---------- Entries provided ----------

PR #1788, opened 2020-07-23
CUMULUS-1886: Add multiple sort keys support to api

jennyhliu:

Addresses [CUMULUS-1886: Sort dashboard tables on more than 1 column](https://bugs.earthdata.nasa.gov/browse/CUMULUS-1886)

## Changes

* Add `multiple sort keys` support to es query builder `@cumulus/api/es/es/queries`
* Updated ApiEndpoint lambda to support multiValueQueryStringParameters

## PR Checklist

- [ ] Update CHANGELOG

----------
---------- Entries provided ----------

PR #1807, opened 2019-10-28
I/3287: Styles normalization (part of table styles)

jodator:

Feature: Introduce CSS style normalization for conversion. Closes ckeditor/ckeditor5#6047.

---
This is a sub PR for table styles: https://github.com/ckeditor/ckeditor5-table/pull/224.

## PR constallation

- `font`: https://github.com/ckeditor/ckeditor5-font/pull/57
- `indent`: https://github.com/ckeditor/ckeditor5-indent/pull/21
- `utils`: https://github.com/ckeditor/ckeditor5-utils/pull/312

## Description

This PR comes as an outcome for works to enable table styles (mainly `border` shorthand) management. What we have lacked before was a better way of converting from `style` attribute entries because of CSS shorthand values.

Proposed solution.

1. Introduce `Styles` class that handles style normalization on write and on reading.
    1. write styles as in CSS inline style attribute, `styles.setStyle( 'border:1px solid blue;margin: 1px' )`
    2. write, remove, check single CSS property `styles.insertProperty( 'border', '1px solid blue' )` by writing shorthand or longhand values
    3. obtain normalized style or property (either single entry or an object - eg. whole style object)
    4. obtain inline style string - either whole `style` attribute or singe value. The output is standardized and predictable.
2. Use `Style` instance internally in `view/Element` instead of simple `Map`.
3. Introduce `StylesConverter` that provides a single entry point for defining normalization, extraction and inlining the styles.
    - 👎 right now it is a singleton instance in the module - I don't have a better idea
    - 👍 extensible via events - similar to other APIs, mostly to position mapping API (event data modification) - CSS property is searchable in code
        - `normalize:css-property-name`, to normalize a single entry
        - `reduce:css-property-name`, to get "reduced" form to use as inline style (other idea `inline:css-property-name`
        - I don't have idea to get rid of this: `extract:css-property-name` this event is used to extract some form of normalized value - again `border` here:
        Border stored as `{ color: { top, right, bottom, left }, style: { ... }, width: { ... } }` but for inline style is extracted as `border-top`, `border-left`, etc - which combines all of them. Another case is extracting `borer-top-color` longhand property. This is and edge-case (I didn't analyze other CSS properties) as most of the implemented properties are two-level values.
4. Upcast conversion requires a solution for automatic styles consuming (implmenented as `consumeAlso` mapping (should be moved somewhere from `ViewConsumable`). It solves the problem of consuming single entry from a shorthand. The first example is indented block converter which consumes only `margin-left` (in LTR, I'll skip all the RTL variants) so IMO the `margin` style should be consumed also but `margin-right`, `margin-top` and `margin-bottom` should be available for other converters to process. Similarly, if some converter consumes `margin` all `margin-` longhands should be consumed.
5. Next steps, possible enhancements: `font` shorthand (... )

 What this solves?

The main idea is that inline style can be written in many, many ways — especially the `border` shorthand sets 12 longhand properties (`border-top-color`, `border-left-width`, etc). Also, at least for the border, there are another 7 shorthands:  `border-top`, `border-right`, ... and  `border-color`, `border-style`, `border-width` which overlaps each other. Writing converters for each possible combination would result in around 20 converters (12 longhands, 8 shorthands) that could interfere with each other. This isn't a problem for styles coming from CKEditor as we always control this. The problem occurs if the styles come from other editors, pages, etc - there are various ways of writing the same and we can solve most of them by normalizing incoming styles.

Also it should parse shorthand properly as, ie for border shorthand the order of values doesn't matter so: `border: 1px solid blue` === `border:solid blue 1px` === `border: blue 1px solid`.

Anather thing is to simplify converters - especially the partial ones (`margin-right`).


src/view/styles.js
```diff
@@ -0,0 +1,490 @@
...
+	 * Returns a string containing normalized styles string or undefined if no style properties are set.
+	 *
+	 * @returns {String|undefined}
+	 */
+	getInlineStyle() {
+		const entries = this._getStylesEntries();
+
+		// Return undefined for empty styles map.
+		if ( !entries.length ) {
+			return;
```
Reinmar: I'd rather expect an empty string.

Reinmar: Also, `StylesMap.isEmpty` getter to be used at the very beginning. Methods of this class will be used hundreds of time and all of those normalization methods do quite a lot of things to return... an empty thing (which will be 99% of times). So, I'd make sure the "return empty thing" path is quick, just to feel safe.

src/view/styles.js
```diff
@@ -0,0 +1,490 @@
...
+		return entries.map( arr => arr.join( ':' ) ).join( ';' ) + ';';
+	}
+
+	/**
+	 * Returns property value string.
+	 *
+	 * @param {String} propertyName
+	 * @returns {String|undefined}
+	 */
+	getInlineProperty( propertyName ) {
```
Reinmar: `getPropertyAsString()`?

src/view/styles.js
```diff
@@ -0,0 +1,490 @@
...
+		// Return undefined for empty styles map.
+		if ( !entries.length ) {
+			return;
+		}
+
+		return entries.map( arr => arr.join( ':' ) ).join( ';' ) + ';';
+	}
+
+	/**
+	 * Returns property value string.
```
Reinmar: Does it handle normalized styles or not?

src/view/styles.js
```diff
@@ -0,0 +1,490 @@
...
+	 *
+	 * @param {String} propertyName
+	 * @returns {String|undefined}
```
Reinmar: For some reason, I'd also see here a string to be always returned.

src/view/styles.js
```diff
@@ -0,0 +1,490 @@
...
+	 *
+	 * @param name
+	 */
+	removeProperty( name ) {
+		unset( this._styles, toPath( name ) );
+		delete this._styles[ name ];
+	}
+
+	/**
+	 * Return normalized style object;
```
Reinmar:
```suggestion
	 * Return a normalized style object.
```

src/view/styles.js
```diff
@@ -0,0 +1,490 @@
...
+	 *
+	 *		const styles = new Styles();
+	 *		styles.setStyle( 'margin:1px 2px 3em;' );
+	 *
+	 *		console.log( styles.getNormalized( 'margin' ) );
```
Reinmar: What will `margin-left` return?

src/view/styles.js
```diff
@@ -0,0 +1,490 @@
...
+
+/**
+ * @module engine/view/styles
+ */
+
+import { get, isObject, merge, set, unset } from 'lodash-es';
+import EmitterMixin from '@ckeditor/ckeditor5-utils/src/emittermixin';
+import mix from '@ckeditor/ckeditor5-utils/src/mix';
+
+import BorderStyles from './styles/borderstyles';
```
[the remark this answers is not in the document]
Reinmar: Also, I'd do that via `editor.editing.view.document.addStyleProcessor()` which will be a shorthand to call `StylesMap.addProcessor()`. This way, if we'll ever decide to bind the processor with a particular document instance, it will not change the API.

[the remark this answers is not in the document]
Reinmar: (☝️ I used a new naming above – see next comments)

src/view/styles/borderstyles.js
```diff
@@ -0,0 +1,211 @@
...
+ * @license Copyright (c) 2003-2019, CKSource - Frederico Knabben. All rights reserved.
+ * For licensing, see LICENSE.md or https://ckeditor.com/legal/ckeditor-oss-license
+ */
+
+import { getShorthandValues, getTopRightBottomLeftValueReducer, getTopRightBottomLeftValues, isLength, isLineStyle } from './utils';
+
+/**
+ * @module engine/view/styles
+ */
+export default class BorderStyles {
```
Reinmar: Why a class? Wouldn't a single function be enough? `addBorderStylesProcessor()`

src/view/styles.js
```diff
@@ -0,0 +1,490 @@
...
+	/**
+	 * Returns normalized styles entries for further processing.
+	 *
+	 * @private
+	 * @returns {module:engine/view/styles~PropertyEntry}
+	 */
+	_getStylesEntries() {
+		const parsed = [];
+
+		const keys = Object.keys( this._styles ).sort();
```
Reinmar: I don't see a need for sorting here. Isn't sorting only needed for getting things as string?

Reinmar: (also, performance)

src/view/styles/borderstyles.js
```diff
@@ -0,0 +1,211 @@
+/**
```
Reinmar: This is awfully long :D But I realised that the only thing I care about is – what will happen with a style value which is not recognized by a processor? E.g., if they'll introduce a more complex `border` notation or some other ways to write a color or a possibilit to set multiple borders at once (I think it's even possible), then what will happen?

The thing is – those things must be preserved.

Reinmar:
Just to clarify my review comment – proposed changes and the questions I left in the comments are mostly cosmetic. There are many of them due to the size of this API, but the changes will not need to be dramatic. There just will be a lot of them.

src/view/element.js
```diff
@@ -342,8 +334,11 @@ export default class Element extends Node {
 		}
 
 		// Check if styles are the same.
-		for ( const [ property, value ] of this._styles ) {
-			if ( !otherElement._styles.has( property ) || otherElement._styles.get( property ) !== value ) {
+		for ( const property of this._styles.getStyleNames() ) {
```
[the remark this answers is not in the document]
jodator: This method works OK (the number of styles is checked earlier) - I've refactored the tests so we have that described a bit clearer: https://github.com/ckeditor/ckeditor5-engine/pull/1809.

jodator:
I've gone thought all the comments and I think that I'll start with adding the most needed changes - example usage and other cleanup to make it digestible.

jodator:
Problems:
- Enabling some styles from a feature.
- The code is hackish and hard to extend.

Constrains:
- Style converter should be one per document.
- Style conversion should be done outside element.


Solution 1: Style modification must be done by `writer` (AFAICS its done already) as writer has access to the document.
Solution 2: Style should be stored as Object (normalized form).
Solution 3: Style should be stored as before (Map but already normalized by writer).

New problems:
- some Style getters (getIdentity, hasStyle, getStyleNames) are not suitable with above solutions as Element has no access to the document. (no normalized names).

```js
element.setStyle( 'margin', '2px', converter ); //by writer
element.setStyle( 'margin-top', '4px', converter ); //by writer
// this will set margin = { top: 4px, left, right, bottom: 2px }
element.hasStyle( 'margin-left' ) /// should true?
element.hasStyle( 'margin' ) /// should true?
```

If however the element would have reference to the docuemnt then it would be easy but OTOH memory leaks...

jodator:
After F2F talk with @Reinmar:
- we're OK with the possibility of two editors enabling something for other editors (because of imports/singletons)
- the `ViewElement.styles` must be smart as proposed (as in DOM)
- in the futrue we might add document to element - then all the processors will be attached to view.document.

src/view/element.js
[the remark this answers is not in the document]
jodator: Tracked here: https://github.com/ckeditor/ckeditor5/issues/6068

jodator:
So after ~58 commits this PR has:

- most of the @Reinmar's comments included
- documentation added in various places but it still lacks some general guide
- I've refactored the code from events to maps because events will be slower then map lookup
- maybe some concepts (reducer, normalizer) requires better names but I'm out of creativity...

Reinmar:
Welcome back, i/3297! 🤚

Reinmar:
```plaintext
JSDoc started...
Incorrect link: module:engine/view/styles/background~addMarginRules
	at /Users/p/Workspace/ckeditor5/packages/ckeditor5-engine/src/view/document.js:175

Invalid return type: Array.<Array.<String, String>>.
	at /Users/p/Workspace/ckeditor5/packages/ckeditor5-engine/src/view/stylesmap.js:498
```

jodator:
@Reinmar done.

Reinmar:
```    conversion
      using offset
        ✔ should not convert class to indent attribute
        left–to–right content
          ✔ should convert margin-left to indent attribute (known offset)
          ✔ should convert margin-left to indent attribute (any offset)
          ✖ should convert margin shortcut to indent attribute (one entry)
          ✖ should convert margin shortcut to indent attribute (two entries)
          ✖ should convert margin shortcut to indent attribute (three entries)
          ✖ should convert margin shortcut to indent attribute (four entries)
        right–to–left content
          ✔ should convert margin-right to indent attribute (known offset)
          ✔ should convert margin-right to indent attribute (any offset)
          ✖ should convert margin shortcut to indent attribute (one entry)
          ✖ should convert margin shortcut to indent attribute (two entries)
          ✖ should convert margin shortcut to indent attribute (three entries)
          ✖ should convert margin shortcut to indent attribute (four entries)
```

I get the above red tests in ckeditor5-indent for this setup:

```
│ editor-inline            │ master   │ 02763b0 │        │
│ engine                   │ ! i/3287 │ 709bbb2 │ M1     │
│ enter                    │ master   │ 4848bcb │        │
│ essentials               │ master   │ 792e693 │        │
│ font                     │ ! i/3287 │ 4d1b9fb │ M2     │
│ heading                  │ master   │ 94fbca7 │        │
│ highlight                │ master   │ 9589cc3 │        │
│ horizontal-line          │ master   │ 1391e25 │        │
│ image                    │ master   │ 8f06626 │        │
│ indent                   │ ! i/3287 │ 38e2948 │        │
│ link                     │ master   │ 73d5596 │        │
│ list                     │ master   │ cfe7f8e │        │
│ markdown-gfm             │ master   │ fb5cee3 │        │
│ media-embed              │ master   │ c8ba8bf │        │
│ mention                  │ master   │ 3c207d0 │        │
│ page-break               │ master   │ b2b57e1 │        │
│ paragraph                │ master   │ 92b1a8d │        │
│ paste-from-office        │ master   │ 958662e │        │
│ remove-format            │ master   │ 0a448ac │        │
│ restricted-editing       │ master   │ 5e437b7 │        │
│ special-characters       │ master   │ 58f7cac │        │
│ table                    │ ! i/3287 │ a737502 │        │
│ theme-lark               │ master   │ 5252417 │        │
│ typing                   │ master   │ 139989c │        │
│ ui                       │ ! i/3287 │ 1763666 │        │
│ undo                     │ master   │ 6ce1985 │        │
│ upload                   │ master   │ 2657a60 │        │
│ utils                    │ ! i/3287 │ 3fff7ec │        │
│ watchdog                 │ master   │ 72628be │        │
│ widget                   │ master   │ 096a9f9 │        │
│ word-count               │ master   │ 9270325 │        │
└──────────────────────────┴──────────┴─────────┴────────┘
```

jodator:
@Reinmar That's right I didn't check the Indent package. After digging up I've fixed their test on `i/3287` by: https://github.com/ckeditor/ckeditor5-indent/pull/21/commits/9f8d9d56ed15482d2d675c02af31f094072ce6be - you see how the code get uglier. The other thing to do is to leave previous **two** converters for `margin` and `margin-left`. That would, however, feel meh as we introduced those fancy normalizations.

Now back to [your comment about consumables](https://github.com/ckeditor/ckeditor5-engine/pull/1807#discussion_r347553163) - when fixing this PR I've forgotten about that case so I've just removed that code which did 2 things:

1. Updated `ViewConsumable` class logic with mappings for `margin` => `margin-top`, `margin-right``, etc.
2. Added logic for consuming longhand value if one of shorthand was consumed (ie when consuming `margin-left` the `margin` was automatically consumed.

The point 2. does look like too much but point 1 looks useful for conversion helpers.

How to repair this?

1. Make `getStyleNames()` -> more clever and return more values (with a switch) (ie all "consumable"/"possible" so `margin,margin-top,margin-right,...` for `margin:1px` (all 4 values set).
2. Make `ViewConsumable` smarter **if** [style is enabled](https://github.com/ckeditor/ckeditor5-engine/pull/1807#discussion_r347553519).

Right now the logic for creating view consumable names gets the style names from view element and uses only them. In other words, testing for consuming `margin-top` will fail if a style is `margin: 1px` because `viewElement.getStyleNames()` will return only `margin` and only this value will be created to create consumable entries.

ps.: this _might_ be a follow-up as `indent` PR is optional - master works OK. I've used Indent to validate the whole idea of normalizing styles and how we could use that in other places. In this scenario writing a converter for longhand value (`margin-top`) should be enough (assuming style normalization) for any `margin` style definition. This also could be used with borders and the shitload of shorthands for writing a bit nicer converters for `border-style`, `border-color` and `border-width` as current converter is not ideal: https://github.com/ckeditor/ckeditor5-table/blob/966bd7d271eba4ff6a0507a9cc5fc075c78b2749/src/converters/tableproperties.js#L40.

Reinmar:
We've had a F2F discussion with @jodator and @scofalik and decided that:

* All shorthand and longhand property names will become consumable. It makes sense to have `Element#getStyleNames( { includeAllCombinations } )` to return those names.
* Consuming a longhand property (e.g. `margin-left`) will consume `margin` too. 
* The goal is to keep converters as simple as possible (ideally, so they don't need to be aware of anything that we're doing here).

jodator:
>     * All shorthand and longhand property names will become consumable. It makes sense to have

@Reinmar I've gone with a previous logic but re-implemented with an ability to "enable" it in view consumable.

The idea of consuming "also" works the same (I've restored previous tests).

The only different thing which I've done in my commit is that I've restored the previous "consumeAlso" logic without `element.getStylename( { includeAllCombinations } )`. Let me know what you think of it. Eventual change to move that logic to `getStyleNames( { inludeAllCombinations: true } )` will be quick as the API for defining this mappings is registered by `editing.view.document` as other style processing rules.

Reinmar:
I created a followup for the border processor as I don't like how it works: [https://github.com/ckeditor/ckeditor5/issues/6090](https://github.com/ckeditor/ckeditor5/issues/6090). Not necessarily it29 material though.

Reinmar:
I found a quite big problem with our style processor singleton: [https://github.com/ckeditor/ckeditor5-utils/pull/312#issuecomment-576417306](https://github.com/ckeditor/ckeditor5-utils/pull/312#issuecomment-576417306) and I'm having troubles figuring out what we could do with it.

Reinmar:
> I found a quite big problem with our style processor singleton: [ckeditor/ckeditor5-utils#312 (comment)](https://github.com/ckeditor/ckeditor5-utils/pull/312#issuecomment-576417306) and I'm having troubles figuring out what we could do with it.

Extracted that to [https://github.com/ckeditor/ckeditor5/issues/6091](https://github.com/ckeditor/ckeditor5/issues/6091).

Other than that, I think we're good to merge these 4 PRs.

----------

Problem statement: Scan the lines above for "normalize a single entry" and for "form to use". Repeat exactly the line holding each of them and every line in between.

Task solution:
        - `normalize:css-property-name`, to normalize a single entry
        - `reduce:css-property-name`, to get "reduced" form to use as inline style (other idea `inline:css-property-name`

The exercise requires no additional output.